PR #864, opened 2026-08-10
Own confirm fee state and reload only the fee on speed change

DRadmir:
Fee state on the confirm screen now has a single owner: the confirm view model holds the selection, and the fee scene model is derived from loaded state.

Changing the fee speed now reloads only the fee data — the simulation and balance changes stay on screen.

### DIFF
--- a/ios/Features/Transfer/Sources/ViewModels/ConfirmTransferSceneViewModel.swift
+++ b/ios/Features/Transfer/Sources/ViewModels/ConfirmTransferSceneViewModel.swift
@@ -19,7 +19,7 @@ import WalletConnector
 @Observable
 @MainActor
 public final class ConfirmTransferSceneViewModel {
-    public var feeModel: NetworkFeeSceneViewModel
+    var feeSelection: FeeSelection
     var state: ConfirmTransferState {
         didSet { onStateChange(state: state) }
     }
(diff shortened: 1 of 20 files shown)


ios/Features/Transfer/Sources/ViewModels/ConfirmTransferSceneViewModel.swift
```diff
@@ -286,13 +290,16 @@ extension ConfirmTransferSceneViewModel {
...
-            feeModel.update(feeAmount: data.input.transactionData.fee.fee)
+            if state.feeRates.isEmpty {
+                let data = try await confirmService.load(request: request, selection: feeSelection)
+                state = .loaded(data)
+            } else {
+                let preload = try await confirmService.preload(request: request, selection: feeSelection)
+                state.update(preload)
+            }
         } catch {
+            guard !Task.isCancelled else { return }
```
gemdev111, line 302: don't need  guard !Task.isCancelled else { return }
setError already checks on isCancelled.

gemdev111 (approved):

ios/Features/Transfer/Sources/ViewModels/ConfirmTransferSceneViewModel.swift
DRadmir: setError only filters cancellation errors. This guard covers a different case: the task was cancelled (e.g. fee speed changed), but the request failed with a real error. Without the guard the stale task would write its error over the new task's state.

******************************

Go through the listing and write out each line exactly.

Expected answer ->
PR #864, opened 2026-08-10
Own confirm fee state and reload only the fee on speed change

DRadmir:
Fee state on the confirm screen now has a single owner: the confirm view model holds the selection, and the fee scene model is derived from loaded state.

Changing the fee speed now reloads only the fee data — the simulation and balance changes stay on screen.

### DIFF
--- a/ios/Features/Transfer/Sources/ViewModels/ConfirmTransferSceneViewModel.swift
+++ b/ios/Features/Transfer/Sources/ViewModels/ConfirmTransferSceneViewModel.swift
@@ -19,7 +19,7 @@ import WalletConnector
 @Observable
 @MainActor
 public final class ConfirmTransferSceneViewModel {
-    public var feeModel: NetworkFeeSceneViewModel
+    var feeSelection: FeeSelection
     var state: ConfirmTransferState {
         didSet { onStateChange(state: state) }
     }
(diff shortened: 1 of 20 files shown)


ios/Features/Transfer/Sources/ViewModels/ConfirmTransferSceneViewModel.swift
```diff
@@ -286,13 +290,16 @@ extension ConfirmTransferSceneViewModel {
...
-            feeModel.update(feeAmount: data.input.transactionData.fee.fee)
+            if state.feeRates.isEmpty {
+                let data = try await confirmService.load(request: request, selection: feeSelection)
+                state = .loaded(data)
+            } else {
+                let preload = try await confirmService.preload(request: request, selection: feeSelection)
+                state.update(preload)
+            }
         } catch {
+            guard !Task.isCancelled else { return }
```
gemdev111, line 302: don't need  guard !Task.isCancelled else { return }
setError already checks on isCancelled.

gemdev111 (approved):

ios/Features/Transfer/Sources/ViewModels/ConfirmTransferSceneViewModel.swift
DRadmir: setError only filters cancellation errors. This guard covers a different case: the task was cancelled (e.g. fee speed changed), but the request failed with a real error. Without the guard the stale task would write its error over the new task's state.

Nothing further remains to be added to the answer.